Cybersecurity is important because it protects all categories of data from theft and damage. This includes sensitive data, personally identifiable information (PII), protected health information (PHI), personal information, intellectual property, data, and governmental and industry information systems. Without a cybersecurity program, your organization cannot defend itself against data breach campaigns, which makes it an irresistible target for cybercriminals.
Both inherent risk and residual risk are increasing, driven by global connectivity and usage of cloud services, like Amazon Web Services, to store sensitive data and personal information. Widespread poor configuration of cloud services paired with increasingly sophisticated cyber criminals means the risk that your organization suffers from a successful cyber attack or data breach is on the rise.
The proliferation of data breaches means that cybersecurity is not just relevant to heavily regulated industries, like healthcare. Even small businesses are at risk of suffering irrecoverable reputational damage following a data breach.
What is Cybersecurity?
Cybersecurity is the state or process of protecting and recovering computer systems, networks, devices, and programs from any type of cyber attack. Cyber attacks are an increasingly sophisticated and evolving danger to your sensitive data, as attackers employ new methods powered by social engineering and artificial intelligence (AI) to circumvent traditional data security controls.

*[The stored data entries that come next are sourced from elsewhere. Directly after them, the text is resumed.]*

PR #690, opened 2026-04-28
Improve formalization UX on the lean side

mitschabaude:
This PR improves the Lean-side formalization UX for Ragu instances and circuits.

- Formal instances are less boilerplate-heavy:
  - `Input`, `Output`, `inputLen`, and `outputLen` are inferred from `ProvableType.size`.
  - Instance `Spec` defaults to the reimplementation spec.
  - All explicit `Spec` and `same_spec` fields were removed.
  - Instance files were updated for newer Clean APIs.

- Ragu is updated to Clean main and its newer `GeneralFormalCircuit` shape:
  - verifier-side assumptions now live in `Assumptions`;
  - prover-only assumptions now live in `ProverAssumptions`;
  - the old `CompletenessSpec` role is now `ProverSpec`;
  - this allowed moving top-level spec premises into `Assumptions` while keeping prover-only witness conditions separate.

- Hint handling was refactored:
  - `FormalInstance` is the single formal-instance wrapper: it uses the hint-aware `GeneralFormalCircuit.WithHint` shape, and plain `GeneralFormalCircuit`s embed via `.toWithHint`.
  - `FormalInstance` input sizing uses `Value Input` size.
  - Circuits now use Clean prover hints / `UnconstrainedDep` inputs rather than separate hint callback arguments.
  - `Core.Mul`, allocators, invert circuits, and point allocation were ported to prover-hint style.
  - The old point `Hints.lean` glue was deleted.

- Several circuit APIs were aligned with the Rust circuits being formalized:
  - `DivNonzero` derives its witness internally.
  - `Invert` now has the Rust-like interface: input only, inverse witness derived internally.
  - `Boolean.And` now mirrors the Rust `dr.mul()` shape directly via `Core.mul`.
  - `Boolean.ConditionalEnforceEqual` had one prover assumption removed: its prover-side premise now matches the verifier spec, so it could become a `FormalAssertion`.
  - Low-level circuits got explicit `output` fields to reduce downstream proof noise.
  - Extra arithmetic instances for `Value` / `ProverValue` were added in `Ragu.Core`.

- Point circuit specs and assumptions were updated:
  - Top-level premises moved from specs to `Assumptions` where they are verifier-side assumptions.
  - `Double` had its prover assumptions weakened to match its verifier assumptions, so it could become a plain `FormalCircuit`.
  - `AddIncomplete`, `Double`, and `DoubleAndAddIncomplete` specs were rewritten to avoid awkward option matches where possible.
  - Touched circuit declarations moved toward `where` style.

- Core multiplication naming was aligned with Rust:
  - `Core.AllocMul` was renamed to `Core.Mul` / `Core.mul` on the Lean side.
  - The Rust Lean extractor target was renamed from `core_alloc_mul` / `CoreAllocMulInstance` to `core_mul` / `CoreMulInstance`.
  - The autogen module is now `Ragu.Instances.Autogen.Core.Mul`.

- Upstream docs and agent skills were merged and refreshed:
  - FV docs now describe `ProverAssumptions`, `ProverSpec`, and `GeneralFormalCircuit.WithHint` instead of the old `CompletenessSpec` model.
  - The full example now uses current `DivNonzero` + `Core.mul` style.
  - The `/fv-docs` and `/fv-review` skills were updated for formal-instance naming, `Unconstrained` / `UnconstrainedDep` hint inputs, and `Core.Mul`.


qa/lean/Ragu/Core.lean
```diff
@@ -41,39 +41,75 @@ def FlatOperation.eraseCompute {F : Type} [Field F] :
...
     = (exportedOperations input).toFlat.map FlatOperation.eraseCompute
 
-  same_output : ∀ (input : Vector (Expression (F p)) inputLen),
+  same_output : ∀ (input : Vector (Expression (F p)) (size (Value Input))),
     (input |> deserializeInput |> reimplementation |>.output 0 |> serializeOutput) = exportedOutput input
 
-  -- NOTE: this can be relaxed by proving that the reimplementation spec implies the instance spec instead
-  same_spec : ∀ input : Input (F p), ∀ output : Output (F p),
+  -- NOTE: this can be relaxed by proving that the reimplementation spec implies the instance spec instead.
+  same_spec : ∀ input : Value Input (F p), ∀ output : Output (F p),
```
TalDerei: question, any reason the formal instance would overwrite the spec and diverge from reimpl? not sure I understand that capability here?

qa/lean/Ragu/Circuits/Element/DivNonzero.lean
```diff
@@ -1,26 +1,27 @@
...
+  assertZero (y - denominator)
   return quotient
 
-def Assumptions (hintReader : ProverHint (F p) → Core.AllocMul.Row (F p))
-    (input : Inputs (F p)) (_data : ProverData (F p)) (hint : ProverHint (F p)) :=
-  let r := hintReader hint
-  r.y = input.y ∧ r.x * r.y = input.x ∧ (input.y ≠ 0 ∨ input.x = 0)
+def ProverAssumptions (input : Input (F p))
+    (_data : ProverData (F p)) (_hint : ProverHint (F p)) :=
+  input.y ≠ 0
```
TalDerei, line 24: meta observation; referencing https://github.com/tachyon-zcash/ragu/pull/642#discussion_r3103079289, i’ve kind of relaxed the notion of completeness being necessary since the ragu witness gen diverges from clean reimpl witness gen anyways. if we removed completeness and witness gen and marking as sorry, there's further simplification opportunities. but I think it's fine keeping anyway because afaict is still has some benefits (catches over-constrained gadgets at FV time and sanity checks the assumptions, which collectively seem useful).

qa/lean/docs/src/clean/core/example.md
```diff
@@ -8,92 +8,81 @@ Let's start with a basic template definition.
...
+  output _ offset := varFromOffset field offset
   localLength _ := 3
 
-theorem generalSoundness (idx : ℕ)
-    : GeneralFormalCircuit.Soundness (F p) (elaborated idx) GeneralSpec := by
-  circuit_proof_start [
-    Core.AllocMul.circuit, Core.AllocMul.Assumptions, Core.AllocMul.Spec, GeneralSpec
-  ]
+theorem soundness : GeneralFormalCircuit.Soundness (F p) elaborated Assumptions Spec := by
+  circuit_proof_start
```
TalDerei, line 47: ACK – `Assumptions` are now for both soundness and completeness (previously `GeneralFormalCircuit.Soundness` only took spec). prior to this change, `Assumptions` was for completeness only, but not it's seen by both soundness / completeness. and it seems like instead of the soundness preconditions being in the spec, we strip it out and put it in the assumptions and that lives as like a sibling to the spec.

TalDerei (approved):
simplification looks great! wasn't able to upstream to this PR, so filed some optional skill suggestions in https://github.com/tachyon-zcash/ragu/pull/692, feel free to cherry-picky.

qa/lean/Ragu/Core.lean
mitschabaude: Yeah I agree, these fields should be removed. There is no reason to diverge and in fact same_spec means you can't diverge

qa/lean/docs/src/clean/core/example.md
mitschabaude: No, Assumptions is seen only by soundness. For completeness, there are separate ProverAssumptions.

In GFC:

* soundness shows assumptions -> spec
* completeness shows prover assumptions -> prover spec

(Apart from the constraints) 

In FormalCircuit and FormalAssertion, these are collapsed:

* There is no prover spec
* In FC, prover assumptions = assumptions
* In FA, prover assumptions = (assumptions and spec)

qa/lean/Ragu/Core.lean
mitschabaude: removed in [a05b9c2](https://github.com/tachyon-zcash/ragu/pull/690/commits/a05b9c23339d31a1b2017a6191366eecab5988ac)

qa/lean/docs/src/clean/core/example.md
mitschabaude: I corrected this and a few other misunderstandings present in the skills here: [0942fdd](https://github.com/tachyon-zcash/ragu/pull/690/commits/0942fddf441d0074ccc45f776c5e99101e946348) (after merging your skill suggestions)

qa/lean/Ragu/Circuits/Element/DivNonzero.lean
mitschabaude: yeah IMO the completeness proofs are often either similar or easier than the soundness proofs, and they're nice to keep

mitschabaude:
@TalDerei thanks for the feedback!

- removed the unused formal instance specs
- Merged your skill updates, and had my own pass over them to correct a few things
- Pushed one more commit bringing a simplification due to another clean update: [3efc3f5](https://github.com/tachyon-zcash/ragu/pull/690/commits/3efc3f5d50214ef8fb0c577b4a44b7b5ca2572c9)

qa/lean/docs/src/clean/core/example.md
TalDerei: ah slight misunderstanding, this makes sense!

TalDerei:
@mitschabaude did another pass through the skills, thanks for correcting them :)

PR #699, opened 2026-05-06
feat: add merkle path verification gadget

LucidSamuel:
Book page under `guide/primitives/merkle.md` with cross-links from `getting_started.md `and `writing_circuits.md`.


TalDerei (commented):
https://github.com/tachyon-zcash/ragu/pull/325#pullrequestreview-3658543108 (cc @ebfull) feels on point; expanding the API surface like this feels premature until there's a demonstrable caller.

LucidSamuel:
> [#325 (review)](https://github.com/tachyon-zcash/ragu/pull/325#pullrequestreview-3658543108) (cc @ebfull) feels on point; expanding the API surface like this feels premature until there's a demonstrable caller.

okay, is the concern about `conditional_swap` specifically, or the merkle module, or both?

PR #700, opened 2026-05-06
simplify non-trivial example

S1nus:
Observing that multiple `Step`s can output the same type of `Header`, we can remove the separate types for `LeafNode` and `InternalNode`, leaving only `Node`.

Then, we can replace `WitnessLeaf` with `InitNode`, that outputs the same `Node` type as `Hash2`.


TalDerei (approved):

TalDerei:
this will be subsumed by macro changes, so opting to close this.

The Importance of Cybersecurity
Governments around the world are bringing more attention to cybercrimes. GDPR is a great example. It has increased the reputational damage of data breaches by forcing all organizations that operate in the EU to:
- Communicate data breaches
- Appoint a data protection officer
- Require user consent to process information
- Anonymize data for privacy
The trend toward public disclosure is not limited to Europe. While there are no national laws overseeing data breach disclosure in the United States, there are data breach laws in all 50 states. Commonalities include:
- The requirement to notify those affected as soon as possible
- Let the government know as soon as possible
- Pay some sort of fine
Why is Cybercrime Increasing?
Information theft is the most expensive and fastest-growing segment of cybercrime. Largely driven by the increasing exposure of identity information to the web via cloud services.
Cybercriminals are becoming more sophisticated, changing what they target, how they affect organizations, and their methods of attack on different security systems.
Social engineering remains the easiest form of cyber attack with ransomware, phishing, spyware being the easiest form of entry.
According to the Ninth Annual Cost of Cybercrime Study from Accenture and the Ponemon Institute, the average cost of cybercrime for an organization has increased by $1.4 million over the last year to $13.0 million and the average number of data breaches rose by 11 percent to 145. Information risk management has never been more important.
Factors driving the growth in cybercrime include:
- The distributed nature of the Internet
- The ability of cybercriminals to attack targets outside their jurisdiction makes policing extremely difficult
- Increasing profitability and ease of commerce on the dark web
- The proliferation of mobile devices and the Internet of Things.
What is the Impact of Cybercrime?
Economic Costs
Theft of intellectual property, corporate information, disruption in trading, and the cost of repairing damaged systems
Reputational Cost
Loss of consumer trust, loss of current and future customers to competitors, and poor media coverage
Regulatory Costs
GDPR and other data breach laws mean that your organization could suffer from regulatory fines or sanctions as a result of cybercrimes.
How to Protect your Organization Against Cybercrime
Educate Staff
Human error was the cause of 90% of data breaches in 2019.
Protect Your Sensitive Data
Invest in tools that limit information loss, monitor your third-party risk and fourth-party vendor risk, and continuously scan for data exposure and leaked credentials. Almost 60% of data breaches occur via compromised third-party providers, so by shutting down vendor data leaks, the majority of data breach incidents can be avoided.